Records from a collection:

══════

PR #1917, opened 2026-07-20
Surface OIDC provisioning failures instead of failing silently

bamnet:
## Problem

A user integrating OIDC reported: *"we are now authenticating with OIDC without error however it appears that it is not logged in."*

Tracing the callback, the root cause is a **silent provisioning failure**:

- `User.from_omniauth` used `first_or_create` (non-bang), which returns an **unpersisted** record when validation fails — no exception.
- The callback treated "not persisted" as "new user needs to register" and redirected to the registration page. No error surfaced anywhere → *authenticated but not logged in*.

Digging in, the actual trigger is narrower than "missing claims" generally: OmniAuth's `InfoHash#name` is **derived** (it falls back to the email address when no name claim is sent), so a missing name rarely blocks provisioning. The real trigger is a **missing `email` claim** — exactly what a bare OIDC deployment does when it only releases a subject/username.

## Changes

- **`omniauth_callbacks_controller.rb`** — on provisioning failure, redirect to sign-in with a clear flash naming the missing claims (and pointing at the `openid`/`email`/`profile` scopes), plus a detailed `[OIDC]` warning log capturing `uid`, `missing_claims`, `received_claims` (what the IdP actually sent), and validation errors — enough to debug without IdP access.
- **`user.rb`** — extracted claim mapping into `assign_name_from_omniauth`; added `missing_omniauth_claims`, which reads the **raw** `name` claim rather than OmniAuth's email-derived one so the diagnostic reflects what the provider truly released.
- **`devise.en.yml`** — two user-facing messages.
- **Tests** — 12 new model tests plus a new controller test file (OmniAuth test mode) covering success, the missing-email failure message, and the debug logging. These paths previously had **no** coverage.

## Behavior note

If a provider sends an email but no name, we still **let the user in** with a name derived from the email rather than blocking. Flagging in case we'd prefer to require a real name instead.

## Testing

`bin/ci` passes: Rails (1090 runs), system (61 runs), seeds, frontend (147 tests), rubocop.


bamnet:
Thanks for the review. Addressed in 9205b28e:

**Critical — blank `provider`/`uid` auth bypass: accepted and fixed.** Confirmed this is real: password-registered users have `NULL` provider/uid, so a blank `uid` made `where(provider: nil, uid: nil).first_or_create` resolve to an existing local account (typically the first system admin, per our bootstrap logic) and sign the caller in as them. `from_omniauth` now rejects a blank/`nil` provider or uid up front and returns an unpersisted, errored record so the callback shows the failure path. Added regression tests covering blank uid (must not match an existing user), blank provider, and nil auth.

══════

- _ACTIVITY_: Which lines should be output? Exactly those from the first line of the data through the line containing "Digging in, the", inclusive.

- _ANSWER AREA_:
PR #1917, opened 2026-07-20
Surface OIDC provisioning failures instead of failing silently

bamnet:
## Problem

A user integrating OIDC reported: *"we are now authenticating with OIDC without error however it appears that it is not logged in."*

Tracing the callback, the root cause is a **silent provisioning failure**:

- `User.from_omniauth` used `first_or_create` (non-bang), which returns an **unpersisted** record when validation fails — no exception.
- The callback treated "not persisted" as "new user needs to register" and redirected to the registration page. No error surfaced anywhere → *authenticated but not logged in*.

Digging in, the actual trigger is narrower than "missing claims" generally: OmniAuth's `InfoHash#name` is **derived** (it falls back to the email address when no name claim is sent), so a missing name rarely blocks provisioning. The real trigger is a **missing `email` claim** — exactly what a bare OIDC deployment does when it only releases a subject/username.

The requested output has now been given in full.